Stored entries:
▼▼▼
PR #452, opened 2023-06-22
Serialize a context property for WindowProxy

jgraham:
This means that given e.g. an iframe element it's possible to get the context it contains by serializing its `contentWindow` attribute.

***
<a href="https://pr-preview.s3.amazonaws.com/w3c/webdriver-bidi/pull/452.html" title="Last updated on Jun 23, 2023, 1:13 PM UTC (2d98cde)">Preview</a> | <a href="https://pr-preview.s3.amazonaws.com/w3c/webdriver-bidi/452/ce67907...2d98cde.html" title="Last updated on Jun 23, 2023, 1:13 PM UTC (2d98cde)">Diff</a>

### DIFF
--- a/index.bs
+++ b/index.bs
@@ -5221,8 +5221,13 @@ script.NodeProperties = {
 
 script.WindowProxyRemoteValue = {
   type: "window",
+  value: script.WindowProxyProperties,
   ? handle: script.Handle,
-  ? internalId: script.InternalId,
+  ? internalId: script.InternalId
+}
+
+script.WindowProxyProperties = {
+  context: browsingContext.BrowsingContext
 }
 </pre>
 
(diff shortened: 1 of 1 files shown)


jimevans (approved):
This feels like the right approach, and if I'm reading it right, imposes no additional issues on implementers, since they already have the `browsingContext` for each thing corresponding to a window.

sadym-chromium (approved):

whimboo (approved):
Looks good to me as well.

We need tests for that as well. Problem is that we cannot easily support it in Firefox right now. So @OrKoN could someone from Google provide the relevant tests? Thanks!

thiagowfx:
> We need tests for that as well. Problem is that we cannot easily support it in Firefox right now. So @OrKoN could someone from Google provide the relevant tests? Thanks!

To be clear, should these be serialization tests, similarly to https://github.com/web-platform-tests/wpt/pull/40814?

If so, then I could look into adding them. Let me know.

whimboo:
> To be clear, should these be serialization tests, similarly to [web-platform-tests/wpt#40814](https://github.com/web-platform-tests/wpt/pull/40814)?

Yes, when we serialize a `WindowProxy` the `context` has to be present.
▲▲▲
▼▼▼
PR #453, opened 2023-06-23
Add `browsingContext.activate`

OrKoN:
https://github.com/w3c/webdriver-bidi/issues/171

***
▲▲▲
▼▼▼
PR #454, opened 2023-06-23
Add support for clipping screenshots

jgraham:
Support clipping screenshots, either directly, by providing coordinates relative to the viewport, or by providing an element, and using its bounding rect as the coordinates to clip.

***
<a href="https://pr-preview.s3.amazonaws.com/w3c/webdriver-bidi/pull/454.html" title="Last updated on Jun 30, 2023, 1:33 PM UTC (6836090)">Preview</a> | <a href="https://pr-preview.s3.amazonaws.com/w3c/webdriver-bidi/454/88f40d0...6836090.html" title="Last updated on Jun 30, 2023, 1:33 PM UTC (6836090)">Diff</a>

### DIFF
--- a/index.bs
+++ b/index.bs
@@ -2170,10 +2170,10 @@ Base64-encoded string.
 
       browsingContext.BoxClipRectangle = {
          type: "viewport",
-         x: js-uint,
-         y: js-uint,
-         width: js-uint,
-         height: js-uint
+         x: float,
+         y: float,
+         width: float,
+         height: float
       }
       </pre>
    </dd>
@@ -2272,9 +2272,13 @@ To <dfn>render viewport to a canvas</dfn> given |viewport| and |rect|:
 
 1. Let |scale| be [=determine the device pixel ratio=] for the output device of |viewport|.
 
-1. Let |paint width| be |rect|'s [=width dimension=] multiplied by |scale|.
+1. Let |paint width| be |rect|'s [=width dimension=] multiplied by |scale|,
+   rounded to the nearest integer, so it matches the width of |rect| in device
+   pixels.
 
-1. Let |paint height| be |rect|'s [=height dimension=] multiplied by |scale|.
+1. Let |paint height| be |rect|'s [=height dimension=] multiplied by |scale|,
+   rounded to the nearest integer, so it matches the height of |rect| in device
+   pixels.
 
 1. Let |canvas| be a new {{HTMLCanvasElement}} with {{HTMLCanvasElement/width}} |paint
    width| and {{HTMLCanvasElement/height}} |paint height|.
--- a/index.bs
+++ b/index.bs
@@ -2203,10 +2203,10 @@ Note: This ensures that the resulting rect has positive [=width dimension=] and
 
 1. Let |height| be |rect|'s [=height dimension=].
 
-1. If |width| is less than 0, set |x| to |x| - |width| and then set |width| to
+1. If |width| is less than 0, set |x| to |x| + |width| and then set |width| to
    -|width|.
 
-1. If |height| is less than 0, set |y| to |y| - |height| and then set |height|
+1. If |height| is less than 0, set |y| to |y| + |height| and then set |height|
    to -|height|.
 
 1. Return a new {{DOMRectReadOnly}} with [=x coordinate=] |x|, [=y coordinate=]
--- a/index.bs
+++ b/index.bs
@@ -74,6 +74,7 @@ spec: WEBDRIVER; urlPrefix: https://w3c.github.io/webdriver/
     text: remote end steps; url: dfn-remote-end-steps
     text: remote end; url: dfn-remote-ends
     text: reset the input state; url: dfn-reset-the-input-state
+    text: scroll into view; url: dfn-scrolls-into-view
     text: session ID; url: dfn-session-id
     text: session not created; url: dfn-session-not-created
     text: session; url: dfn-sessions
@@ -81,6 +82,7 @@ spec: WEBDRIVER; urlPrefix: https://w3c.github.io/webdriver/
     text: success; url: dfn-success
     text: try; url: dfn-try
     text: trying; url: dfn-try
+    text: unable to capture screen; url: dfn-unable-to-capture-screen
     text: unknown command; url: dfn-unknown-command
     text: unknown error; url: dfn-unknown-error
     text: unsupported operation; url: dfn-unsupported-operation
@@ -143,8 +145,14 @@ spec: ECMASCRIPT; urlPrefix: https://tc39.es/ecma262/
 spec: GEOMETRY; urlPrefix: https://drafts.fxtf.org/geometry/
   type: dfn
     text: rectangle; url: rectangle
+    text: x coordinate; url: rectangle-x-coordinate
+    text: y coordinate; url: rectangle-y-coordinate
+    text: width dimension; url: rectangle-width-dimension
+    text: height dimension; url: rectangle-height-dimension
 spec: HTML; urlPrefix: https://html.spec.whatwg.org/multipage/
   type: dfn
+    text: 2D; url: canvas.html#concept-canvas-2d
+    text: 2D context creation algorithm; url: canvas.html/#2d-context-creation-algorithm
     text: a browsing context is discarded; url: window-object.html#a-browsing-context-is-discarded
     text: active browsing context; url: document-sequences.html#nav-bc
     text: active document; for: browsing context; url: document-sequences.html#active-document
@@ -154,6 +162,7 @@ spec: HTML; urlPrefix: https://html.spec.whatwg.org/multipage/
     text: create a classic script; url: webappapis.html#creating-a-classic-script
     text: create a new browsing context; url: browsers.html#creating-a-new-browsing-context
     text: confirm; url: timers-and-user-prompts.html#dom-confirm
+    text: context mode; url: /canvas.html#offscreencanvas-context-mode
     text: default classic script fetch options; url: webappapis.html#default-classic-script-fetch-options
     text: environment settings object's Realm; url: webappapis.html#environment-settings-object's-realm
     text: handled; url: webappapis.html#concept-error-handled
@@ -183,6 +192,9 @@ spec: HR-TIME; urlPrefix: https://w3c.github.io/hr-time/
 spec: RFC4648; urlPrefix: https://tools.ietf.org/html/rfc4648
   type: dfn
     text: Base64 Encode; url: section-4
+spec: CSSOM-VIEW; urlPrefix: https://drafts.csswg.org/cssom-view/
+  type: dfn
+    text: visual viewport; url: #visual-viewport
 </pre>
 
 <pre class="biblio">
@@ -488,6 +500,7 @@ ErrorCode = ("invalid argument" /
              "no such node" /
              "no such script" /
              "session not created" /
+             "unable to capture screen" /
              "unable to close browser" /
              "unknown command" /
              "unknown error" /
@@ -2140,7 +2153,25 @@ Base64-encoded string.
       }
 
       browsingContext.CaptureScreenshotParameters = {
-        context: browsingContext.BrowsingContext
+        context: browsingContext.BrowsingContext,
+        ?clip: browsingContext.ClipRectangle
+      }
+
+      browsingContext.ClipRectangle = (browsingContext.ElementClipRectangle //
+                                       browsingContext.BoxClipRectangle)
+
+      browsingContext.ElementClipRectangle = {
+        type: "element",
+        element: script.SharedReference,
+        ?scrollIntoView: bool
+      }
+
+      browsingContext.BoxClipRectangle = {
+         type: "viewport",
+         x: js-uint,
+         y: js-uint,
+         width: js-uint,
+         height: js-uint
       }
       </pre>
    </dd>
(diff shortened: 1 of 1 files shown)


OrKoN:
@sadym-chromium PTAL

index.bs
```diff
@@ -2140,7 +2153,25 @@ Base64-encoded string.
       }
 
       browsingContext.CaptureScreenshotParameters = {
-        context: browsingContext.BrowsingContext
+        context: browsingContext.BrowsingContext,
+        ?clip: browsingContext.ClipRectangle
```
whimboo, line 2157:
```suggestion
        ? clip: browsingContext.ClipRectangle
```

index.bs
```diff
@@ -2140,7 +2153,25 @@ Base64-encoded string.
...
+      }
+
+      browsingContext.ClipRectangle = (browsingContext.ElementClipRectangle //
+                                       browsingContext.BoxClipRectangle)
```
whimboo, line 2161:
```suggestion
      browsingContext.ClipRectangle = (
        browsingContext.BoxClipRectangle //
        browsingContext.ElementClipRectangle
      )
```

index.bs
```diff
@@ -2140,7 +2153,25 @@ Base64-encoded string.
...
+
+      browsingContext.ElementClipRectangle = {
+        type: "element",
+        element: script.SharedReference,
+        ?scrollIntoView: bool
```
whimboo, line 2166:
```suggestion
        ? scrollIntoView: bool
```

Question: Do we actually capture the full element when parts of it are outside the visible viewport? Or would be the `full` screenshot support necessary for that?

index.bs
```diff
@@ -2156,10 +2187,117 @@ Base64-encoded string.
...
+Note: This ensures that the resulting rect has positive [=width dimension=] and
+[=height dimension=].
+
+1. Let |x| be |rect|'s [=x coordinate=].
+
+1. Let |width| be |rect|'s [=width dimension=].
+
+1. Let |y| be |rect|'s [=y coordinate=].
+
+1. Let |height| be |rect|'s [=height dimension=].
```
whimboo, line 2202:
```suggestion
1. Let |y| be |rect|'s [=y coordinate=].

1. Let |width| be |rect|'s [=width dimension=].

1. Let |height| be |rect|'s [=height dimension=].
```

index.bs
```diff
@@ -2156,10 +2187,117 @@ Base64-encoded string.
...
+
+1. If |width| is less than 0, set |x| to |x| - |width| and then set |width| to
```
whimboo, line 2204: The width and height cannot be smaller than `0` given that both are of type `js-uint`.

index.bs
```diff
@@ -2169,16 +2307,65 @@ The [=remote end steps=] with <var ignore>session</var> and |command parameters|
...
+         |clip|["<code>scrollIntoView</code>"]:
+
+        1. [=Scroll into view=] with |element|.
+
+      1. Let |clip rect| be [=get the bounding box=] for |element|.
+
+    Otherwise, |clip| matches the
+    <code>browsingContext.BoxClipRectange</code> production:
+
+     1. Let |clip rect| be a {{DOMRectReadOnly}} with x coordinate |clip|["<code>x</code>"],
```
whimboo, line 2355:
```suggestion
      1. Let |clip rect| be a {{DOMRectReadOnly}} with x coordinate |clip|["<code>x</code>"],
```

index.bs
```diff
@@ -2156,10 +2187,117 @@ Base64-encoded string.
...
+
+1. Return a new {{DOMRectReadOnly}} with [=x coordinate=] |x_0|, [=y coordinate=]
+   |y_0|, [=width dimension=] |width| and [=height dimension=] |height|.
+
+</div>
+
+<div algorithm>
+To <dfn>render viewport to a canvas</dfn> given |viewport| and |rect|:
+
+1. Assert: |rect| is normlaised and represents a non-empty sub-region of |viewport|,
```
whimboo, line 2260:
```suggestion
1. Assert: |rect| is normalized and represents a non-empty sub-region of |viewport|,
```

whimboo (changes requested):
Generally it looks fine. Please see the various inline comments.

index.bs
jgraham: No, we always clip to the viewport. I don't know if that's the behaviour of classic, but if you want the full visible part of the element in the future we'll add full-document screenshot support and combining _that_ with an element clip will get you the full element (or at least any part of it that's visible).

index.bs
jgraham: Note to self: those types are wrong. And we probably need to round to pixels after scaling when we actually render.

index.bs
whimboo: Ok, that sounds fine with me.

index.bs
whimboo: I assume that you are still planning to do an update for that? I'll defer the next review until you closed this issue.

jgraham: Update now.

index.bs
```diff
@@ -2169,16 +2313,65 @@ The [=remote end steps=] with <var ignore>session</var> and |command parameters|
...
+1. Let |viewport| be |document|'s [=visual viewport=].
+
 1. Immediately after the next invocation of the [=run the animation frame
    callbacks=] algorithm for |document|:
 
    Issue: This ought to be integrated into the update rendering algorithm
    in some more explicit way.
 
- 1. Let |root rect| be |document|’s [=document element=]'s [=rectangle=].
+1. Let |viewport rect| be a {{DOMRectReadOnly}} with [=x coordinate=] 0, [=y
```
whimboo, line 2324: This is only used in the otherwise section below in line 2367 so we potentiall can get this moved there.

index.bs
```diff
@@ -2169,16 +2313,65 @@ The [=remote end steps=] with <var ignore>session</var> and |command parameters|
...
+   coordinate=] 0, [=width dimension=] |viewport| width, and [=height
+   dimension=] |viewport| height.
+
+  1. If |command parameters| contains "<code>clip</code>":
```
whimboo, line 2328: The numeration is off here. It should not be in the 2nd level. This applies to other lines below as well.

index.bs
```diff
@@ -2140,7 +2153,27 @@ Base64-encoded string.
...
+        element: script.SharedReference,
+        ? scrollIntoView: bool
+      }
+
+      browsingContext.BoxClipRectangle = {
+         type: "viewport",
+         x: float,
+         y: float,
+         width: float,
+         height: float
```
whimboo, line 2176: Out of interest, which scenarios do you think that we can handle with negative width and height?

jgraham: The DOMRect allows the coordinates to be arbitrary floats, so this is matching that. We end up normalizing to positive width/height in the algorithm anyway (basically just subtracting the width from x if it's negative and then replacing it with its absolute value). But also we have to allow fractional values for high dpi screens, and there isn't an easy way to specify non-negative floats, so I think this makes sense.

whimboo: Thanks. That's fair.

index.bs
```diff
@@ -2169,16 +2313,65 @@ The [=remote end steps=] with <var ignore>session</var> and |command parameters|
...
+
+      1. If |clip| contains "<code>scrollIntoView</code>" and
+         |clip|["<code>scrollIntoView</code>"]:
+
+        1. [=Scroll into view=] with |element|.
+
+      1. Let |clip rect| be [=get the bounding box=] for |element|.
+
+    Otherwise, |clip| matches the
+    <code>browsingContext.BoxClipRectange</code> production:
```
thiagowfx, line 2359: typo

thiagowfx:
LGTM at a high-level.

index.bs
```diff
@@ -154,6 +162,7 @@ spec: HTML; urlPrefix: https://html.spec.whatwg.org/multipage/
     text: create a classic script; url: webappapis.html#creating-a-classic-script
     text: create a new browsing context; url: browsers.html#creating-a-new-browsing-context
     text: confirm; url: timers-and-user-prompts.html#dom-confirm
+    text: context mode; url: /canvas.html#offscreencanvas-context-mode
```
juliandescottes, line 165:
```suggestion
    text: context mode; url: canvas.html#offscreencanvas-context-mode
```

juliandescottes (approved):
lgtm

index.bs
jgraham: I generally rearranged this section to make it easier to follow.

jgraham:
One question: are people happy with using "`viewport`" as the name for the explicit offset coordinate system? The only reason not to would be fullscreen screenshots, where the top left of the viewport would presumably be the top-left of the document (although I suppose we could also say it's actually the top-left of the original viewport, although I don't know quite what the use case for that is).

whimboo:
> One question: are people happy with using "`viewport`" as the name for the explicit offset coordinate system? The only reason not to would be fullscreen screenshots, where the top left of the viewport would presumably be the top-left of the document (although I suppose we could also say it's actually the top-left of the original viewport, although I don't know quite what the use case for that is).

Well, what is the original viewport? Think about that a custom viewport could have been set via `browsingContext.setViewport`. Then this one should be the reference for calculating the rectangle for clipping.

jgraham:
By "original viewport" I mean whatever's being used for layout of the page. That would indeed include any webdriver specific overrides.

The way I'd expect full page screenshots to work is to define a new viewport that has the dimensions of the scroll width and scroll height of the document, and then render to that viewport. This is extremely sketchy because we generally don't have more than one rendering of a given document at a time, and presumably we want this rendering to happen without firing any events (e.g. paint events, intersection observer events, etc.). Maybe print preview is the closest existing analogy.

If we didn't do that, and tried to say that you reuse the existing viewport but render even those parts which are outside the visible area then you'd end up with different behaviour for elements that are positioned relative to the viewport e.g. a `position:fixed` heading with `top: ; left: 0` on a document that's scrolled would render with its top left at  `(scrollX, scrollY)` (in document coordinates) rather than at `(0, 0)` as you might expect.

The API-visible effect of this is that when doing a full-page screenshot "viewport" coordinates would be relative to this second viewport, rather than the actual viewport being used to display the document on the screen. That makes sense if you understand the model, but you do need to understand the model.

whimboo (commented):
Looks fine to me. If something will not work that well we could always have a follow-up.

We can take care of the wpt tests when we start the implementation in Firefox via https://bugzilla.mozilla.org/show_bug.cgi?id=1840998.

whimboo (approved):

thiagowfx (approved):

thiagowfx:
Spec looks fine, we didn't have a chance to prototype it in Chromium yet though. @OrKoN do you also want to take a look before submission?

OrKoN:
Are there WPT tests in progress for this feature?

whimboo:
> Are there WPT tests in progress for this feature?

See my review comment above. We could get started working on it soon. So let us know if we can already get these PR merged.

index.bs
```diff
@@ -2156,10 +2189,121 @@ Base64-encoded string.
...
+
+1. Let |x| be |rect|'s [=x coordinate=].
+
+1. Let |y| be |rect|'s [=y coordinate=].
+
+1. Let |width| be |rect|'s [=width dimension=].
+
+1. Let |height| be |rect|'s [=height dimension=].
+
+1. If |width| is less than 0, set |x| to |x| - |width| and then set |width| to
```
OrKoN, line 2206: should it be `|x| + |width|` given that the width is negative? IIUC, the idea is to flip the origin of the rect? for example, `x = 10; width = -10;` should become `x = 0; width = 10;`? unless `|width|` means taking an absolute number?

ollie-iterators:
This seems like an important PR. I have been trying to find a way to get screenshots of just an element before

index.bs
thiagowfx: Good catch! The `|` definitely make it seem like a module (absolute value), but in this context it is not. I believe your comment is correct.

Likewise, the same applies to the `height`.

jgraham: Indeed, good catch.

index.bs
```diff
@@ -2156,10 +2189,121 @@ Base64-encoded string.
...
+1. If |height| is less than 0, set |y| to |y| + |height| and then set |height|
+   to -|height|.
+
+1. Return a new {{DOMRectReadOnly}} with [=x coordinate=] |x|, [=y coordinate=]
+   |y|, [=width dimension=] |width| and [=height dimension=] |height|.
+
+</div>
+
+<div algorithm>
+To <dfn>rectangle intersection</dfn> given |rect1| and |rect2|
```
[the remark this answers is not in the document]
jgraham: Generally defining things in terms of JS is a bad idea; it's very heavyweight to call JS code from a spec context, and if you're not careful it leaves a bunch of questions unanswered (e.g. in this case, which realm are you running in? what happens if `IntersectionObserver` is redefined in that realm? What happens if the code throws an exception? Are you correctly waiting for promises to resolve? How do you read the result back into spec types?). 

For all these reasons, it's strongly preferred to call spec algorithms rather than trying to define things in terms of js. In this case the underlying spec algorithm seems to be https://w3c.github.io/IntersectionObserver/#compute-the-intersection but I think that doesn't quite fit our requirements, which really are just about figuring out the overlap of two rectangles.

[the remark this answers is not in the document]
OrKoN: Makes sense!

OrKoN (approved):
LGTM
▲▲▲
__Work instructions__. In the entries above, identify every line with the string "issues".

__Result of the task__.
This feels like the right approach, and if I'm reading it right, imposes no additional issues on implementers, since they already have the `browsingContext` for each thing corresponding to a window.
https://github.com/w3c/webdriver-bidi/issues/171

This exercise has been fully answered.